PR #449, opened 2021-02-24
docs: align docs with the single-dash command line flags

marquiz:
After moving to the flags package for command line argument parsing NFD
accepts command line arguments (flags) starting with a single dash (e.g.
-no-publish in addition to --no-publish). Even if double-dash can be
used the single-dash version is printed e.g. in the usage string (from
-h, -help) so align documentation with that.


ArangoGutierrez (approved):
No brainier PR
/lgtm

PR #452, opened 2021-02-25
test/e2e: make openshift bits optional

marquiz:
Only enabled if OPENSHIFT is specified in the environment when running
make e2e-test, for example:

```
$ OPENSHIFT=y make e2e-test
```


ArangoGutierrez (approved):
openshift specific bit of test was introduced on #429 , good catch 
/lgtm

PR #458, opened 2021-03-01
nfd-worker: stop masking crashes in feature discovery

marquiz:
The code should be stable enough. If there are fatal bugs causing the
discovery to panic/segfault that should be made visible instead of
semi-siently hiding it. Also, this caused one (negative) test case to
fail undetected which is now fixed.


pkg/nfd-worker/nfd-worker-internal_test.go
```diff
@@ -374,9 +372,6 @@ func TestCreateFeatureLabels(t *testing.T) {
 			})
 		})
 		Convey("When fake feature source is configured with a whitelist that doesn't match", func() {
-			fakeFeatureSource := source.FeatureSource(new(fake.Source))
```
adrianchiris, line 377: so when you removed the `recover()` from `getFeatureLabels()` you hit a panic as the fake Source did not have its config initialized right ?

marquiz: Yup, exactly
***
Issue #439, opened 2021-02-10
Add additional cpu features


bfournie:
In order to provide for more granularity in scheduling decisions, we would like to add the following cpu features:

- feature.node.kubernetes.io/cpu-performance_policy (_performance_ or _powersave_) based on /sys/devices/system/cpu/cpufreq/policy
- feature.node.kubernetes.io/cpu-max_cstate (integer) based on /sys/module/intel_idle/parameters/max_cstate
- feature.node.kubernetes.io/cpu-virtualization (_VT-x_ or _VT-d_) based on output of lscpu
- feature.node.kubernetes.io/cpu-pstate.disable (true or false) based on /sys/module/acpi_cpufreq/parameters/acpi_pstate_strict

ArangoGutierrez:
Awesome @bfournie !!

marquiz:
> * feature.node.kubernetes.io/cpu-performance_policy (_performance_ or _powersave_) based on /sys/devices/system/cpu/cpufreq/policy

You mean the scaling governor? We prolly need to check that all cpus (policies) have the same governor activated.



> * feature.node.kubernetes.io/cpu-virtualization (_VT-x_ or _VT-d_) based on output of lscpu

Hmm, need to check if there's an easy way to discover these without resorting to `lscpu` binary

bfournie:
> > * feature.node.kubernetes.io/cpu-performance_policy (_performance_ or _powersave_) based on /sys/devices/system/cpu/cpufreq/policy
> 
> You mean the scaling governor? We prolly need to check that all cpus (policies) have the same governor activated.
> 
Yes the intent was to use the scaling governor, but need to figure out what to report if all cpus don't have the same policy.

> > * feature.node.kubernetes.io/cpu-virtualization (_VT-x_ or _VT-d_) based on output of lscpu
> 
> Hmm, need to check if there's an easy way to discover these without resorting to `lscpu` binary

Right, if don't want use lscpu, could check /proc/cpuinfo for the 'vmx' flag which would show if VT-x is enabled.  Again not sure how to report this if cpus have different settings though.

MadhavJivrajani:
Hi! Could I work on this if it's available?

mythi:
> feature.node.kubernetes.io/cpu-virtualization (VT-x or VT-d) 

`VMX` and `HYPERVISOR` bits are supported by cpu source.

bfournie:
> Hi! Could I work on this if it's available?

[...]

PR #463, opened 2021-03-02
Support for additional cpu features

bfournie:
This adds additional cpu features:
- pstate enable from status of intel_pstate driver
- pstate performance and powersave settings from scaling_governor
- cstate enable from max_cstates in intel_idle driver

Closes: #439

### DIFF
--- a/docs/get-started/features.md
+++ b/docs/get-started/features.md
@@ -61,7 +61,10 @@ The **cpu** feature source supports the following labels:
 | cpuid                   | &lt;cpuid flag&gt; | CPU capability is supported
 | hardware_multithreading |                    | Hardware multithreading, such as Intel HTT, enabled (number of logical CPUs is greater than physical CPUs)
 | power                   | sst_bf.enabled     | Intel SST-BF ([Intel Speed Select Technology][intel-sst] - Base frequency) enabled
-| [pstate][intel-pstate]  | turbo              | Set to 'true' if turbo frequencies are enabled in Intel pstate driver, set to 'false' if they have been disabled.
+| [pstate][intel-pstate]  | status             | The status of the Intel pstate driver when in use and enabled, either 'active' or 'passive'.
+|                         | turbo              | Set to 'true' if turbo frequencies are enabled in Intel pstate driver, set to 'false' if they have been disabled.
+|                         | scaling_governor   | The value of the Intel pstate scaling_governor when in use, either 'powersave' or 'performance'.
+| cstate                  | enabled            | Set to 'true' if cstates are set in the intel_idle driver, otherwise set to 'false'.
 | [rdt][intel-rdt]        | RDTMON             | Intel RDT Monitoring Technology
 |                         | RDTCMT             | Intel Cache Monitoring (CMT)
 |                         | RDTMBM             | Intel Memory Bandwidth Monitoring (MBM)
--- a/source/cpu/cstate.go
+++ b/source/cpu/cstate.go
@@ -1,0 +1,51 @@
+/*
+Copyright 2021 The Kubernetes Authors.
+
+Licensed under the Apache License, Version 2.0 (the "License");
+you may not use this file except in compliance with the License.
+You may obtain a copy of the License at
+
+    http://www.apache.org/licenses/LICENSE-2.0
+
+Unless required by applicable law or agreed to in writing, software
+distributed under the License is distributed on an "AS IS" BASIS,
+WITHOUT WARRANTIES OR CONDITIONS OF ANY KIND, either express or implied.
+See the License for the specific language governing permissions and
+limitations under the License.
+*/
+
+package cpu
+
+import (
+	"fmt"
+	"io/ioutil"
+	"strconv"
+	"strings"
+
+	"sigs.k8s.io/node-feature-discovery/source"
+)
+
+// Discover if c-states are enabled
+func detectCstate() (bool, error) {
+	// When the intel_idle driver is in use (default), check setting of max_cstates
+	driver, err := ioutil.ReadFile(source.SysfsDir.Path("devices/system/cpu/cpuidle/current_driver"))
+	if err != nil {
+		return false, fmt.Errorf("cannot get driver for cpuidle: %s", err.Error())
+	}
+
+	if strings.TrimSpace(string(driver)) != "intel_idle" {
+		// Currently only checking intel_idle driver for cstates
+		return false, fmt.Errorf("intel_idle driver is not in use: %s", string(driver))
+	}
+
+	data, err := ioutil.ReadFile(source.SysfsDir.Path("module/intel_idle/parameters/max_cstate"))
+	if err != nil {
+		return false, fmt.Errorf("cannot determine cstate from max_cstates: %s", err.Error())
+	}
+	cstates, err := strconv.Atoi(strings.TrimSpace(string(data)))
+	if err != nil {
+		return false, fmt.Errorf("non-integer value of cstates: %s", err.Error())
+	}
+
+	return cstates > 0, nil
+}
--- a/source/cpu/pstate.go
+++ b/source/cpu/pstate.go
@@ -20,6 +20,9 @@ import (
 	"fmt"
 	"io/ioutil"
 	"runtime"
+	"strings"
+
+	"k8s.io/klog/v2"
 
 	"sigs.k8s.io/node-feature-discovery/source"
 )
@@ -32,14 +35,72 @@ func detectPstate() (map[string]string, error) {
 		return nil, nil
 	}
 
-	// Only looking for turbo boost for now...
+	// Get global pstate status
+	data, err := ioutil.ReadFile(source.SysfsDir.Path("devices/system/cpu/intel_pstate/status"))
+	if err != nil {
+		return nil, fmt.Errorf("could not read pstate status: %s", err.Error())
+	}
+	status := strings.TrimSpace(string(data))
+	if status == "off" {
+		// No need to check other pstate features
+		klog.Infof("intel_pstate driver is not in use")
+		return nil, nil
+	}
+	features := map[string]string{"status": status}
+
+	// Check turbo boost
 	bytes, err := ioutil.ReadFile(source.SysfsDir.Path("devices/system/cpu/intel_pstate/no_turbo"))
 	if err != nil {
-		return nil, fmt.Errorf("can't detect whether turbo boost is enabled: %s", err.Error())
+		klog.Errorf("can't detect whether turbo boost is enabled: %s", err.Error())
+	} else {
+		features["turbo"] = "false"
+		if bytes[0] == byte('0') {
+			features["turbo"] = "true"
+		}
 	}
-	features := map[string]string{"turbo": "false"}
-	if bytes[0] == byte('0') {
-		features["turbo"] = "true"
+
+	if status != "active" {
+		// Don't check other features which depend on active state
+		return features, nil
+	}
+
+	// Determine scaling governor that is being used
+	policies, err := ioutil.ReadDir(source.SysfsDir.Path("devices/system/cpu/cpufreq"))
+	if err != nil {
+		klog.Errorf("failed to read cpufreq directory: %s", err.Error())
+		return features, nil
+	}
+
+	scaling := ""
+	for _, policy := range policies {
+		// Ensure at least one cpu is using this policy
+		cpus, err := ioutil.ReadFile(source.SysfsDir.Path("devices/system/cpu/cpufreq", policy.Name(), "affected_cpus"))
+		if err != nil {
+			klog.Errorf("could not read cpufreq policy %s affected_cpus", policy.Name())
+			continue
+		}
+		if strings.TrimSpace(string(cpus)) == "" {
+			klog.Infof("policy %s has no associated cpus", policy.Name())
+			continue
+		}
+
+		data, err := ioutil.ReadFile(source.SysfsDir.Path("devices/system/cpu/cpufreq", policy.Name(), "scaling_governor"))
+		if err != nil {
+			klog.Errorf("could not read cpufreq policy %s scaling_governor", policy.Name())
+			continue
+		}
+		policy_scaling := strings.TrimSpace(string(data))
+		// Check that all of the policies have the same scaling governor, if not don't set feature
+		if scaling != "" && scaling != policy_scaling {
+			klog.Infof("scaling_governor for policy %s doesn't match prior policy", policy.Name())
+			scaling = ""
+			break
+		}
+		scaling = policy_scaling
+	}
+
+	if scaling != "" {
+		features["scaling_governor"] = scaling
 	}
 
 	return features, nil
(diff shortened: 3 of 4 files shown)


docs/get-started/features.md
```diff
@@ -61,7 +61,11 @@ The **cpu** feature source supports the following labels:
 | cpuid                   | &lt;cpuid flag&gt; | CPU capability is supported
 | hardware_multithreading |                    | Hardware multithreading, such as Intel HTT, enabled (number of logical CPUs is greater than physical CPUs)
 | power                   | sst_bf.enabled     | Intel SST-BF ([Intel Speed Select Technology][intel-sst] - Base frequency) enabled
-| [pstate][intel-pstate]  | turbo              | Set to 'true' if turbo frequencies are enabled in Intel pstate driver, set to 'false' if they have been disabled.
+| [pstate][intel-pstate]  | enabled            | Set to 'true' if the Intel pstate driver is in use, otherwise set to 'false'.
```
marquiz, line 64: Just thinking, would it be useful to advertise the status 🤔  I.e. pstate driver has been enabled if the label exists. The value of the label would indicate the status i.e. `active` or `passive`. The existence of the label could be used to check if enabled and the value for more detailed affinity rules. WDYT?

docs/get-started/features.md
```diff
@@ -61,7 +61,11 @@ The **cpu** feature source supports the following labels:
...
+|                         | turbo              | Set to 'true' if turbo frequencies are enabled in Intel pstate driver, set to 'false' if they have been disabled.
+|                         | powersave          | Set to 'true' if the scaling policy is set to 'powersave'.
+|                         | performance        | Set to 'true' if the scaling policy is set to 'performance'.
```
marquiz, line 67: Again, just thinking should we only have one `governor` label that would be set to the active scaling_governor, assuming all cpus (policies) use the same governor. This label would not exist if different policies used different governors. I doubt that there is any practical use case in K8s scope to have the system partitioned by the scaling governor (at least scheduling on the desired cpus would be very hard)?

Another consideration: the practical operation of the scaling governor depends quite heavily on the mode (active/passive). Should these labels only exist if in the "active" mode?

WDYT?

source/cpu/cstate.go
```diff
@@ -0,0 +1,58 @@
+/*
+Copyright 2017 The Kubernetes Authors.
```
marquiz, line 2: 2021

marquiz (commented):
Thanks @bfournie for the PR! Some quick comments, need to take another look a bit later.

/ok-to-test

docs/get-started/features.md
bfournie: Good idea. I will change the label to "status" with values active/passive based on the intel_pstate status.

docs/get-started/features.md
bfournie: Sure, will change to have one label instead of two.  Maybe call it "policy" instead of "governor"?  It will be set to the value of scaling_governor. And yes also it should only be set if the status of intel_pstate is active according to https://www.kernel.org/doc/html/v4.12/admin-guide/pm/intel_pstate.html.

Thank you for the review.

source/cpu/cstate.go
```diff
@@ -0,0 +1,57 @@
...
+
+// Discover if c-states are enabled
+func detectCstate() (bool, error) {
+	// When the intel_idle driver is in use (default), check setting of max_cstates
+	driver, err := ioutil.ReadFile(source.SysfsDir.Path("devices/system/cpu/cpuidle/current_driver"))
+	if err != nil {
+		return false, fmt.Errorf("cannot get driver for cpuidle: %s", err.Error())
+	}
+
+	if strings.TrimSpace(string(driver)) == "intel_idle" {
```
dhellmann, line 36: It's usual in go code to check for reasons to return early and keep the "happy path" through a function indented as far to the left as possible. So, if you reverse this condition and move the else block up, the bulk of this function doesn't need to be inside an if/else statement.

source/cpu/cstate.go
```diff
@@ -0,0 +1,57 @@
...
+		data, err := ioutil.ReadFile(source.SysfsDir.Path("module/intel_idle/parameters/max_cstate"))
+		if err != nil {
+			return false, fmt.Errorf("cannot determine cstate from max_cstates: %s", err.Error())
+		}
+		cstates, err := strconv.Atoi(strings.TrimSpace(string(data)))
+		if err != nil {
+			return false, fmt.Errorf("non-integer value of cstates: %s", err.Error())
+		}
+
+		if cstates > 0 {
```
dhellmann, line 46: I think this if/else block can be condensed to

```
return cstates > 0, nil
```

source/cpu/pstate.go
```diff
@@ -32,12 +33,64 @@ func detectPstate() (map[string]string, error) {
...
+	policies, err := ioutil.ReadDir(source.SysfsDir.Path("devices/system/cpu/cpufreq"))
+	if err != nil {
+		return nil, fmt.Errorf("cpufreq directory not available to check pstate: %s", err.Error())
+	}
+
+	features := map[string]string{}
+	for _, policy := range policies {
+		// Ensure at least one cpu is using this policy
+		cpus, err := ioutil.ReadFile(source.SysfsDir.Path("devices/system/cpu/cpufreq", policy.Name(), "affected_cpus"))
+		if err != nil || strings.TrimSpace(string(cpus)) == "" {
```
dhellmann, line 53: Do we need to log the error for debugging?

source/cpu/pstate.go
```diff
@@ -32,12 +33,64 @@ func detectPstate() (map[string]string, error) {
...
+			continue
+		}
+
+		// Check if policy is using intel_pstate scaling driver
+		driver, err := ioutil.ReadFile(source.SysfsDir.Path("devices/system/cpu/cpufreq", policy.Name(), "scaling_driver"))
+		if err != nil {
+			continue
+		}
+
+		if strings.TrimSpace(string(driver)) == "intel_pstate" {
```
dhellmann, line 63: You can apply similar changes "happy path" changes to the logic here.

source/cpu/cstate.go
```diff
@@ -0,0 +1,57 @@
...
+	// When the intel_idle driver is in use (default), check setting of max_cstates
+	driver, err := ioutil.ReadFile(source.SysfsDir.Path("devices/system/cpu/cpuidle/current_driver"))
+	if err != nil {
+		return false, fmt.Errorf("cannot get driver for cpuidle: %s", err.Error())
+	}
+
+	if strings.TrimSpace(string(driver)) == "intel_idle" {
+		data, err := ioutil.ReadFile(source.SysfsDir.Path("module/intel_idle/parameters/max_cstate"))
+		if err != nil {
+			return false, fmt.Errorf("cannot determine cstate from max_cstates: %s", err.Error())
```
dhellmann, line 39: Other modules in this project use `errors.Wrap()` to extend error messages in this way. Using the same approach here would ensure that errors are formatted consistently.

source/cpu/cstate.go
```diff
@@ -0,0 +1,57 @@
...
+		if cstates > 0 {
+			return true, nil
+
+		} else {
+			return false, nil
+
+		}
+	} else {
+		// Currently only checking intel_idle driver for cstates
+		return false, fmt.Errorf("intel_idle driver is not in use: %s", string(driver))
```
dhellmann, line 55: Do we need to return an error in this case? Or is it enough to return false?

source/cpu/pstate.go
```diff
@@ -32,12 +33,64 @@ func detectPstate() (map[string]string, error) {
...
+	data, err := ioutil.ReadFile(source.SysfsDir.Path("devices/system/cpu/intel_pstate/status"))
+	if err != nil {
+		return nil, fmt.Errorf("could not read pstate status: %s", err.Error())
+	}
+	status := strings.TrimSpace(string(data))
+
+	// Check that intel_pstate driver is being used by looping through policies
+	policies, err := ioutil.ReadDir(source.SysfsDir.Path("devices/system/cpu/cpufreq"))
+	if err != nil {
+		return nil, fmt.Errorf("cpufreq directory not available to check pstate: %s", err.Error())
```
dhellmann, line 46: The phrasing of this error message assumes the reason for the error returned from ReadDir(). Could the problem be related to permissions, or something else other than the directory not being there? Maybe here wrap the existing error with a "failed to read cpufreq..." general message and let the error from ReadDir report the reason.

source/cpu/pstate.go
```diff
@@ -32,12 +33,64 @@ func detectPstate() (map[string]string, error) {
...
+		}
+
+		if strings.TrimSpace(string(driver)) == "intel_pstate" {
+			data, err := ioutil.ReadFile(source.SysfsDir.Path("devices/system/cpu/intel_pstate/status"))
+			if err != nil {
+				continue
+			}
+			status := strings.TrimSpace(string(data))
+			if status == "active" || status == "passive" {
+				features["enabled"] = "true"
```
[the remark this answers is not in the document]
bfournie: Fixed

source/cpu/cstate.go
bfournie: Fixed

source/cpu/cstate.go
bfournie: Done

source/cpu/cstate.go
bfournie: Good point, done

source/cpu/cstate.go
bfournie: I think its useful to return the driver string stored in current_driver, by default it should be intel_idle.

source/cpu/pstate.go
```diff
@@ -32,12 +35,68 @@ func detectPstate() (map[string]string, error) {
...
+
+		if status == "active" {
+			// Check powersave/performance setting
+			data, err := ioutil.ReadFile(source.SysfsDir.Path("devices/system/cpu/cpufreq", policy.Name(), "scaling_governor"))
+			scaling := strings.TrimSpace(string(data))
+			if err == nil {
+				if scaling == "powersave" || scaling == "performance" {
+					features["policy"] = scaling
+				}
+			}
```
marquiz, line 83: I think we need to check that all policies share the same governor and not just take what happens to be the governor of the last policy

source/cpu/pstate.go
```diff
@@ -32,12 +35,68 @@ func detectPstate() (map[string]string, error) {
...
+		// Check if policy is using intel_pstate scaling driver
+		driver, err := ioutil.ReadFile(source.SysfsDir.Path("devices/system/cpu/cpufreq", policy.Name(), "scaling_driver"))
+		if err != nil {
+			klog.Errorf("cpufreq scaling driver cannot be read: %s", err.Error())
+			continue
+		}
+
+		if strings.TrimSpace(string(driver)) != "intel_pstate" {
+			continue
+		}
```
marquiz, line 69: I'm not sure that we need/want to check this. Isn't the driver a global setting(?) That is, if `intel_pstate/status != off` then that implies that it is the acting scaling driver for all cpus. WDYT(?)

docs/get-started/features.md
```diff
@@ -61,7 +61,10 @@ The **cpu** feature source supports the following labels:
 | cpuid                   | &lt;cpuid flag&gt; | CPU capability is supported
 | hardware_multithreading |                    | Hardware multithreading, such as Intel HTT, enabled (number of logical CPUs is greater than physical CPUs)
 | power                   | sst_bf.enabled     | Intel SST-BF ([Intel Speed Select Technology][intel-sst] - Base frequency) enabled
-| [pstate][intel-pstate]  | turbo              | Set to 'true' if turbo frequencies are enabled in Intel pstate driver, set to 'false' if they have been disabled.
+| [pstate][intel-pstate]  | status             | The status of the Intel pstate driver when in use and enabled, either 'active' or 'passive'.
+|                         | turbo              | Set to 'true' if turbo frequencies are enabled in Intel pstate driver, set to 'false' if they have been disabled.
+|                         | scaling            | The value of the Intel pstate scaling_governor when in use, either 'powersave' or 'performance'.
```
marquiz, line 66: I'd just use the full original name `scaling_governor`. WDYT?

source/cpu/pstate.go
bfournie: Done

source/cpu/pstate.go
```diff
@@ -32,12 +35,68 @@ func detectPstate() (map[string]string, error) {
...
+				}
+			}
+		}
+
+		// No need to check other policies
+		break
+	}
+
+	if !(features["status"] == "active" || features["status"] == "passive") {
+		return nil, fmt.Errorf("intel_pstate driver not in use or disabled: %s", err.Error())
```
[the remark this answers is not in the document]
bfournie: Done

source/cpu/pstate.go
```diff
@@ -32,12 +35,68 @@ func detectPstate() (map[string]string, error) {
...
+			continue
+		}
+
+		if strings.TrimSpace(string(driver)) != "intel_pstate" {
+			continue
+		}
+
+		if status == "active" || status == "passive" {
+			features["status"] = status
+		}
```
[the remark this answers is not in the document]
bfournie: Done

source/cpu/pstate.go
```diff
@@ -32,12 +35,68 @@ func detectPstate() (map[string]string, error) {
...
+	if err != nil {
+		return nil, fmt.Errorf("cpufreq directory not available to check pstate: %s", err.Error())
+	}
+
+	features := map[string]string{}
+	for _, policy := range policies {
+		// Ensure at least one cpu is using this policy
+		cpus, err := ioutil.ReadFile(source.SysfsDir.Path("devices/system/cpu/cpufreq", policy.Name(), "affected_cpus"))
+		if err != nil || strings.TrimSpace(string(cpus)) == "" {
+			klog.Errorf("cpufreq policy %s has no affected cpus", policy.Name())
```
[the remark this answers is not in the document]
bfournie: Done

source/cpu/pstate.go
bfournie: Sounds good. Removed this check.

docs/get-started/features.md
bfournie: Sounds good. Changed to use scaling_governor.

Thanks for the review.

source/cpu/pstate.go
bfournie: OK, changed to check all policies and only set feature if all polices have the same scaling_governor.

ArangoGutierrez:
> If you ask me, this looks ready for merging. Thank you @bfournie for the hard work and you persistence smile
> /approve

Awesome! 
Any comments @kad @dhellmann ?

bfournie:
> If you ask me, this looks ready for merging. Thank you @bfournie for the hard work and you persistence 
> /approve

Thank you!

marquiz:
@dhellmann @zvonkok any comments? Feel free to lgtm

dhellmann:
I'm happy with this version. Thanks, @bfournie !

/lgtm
***
TASK BRIEF → Leave out every line above except those from the line with "PR #449, opened 2021-02-24" up to and including the line with "marquiz: Yup, exactly", and copy those exactly.

WRITTEN SOLUTION →
PR #449, opened 2021-02-24
docs: align docs with the single-dash command line flags

marquiz:
After moving to the flags package for command line argument parsing NFD
accepts command line arguments (flags) starting with a single dash (e.g.
-no-publish in addition to --no-publish). Even if double-dash can be
used the single-dash version is printed e.g. in the usage string (from
-h, -help) so align documentation with that.


ArangoGutierrez (approved):
No brainier PR
/lgtm

PR #452, opened 2021-02-25
test/e2e: make openshift bits optional

marquiz:
Only enabled if OPENSHIFT is specified in the environment when running
make e2e-test, for example:

```
$ OPENSHIFT=y make e2e-test
```


ArangoGutierrez (approved):
openshift specific bit of test was introduced on #429 , good catch 
/lgtm

PR #458, opened 2021-03-01
nfd-worker: stop masking crashes in feature discovery

marquiz:
The code should be stable enough. If there are fatal bugs causing the
discovery to panic/segfault that should be made visible instead of
semi-siently hiding it. Also, this caused one (negative) test case to
fail undetected which is now fixed.


pkg/nfd-worker/nfd-worker-internal_test.go
```diff
@@ -374,9 +372,6 @@ func TestCreateFeatureLabels(t *testing.T) {
 			})
 		})
 		Convey("When fake feature source is configured with a whitelist that doesn't match", func() {
-			fakeFeatureSource := source.FeatureSource(new(fake.Source))
```
adrianchiris, line 377: so when you removed the `recover()` from `getFeatureLabels()` you hit a panic as the fake Source did not have its config initialized right ?

marquiz: Yup, exactly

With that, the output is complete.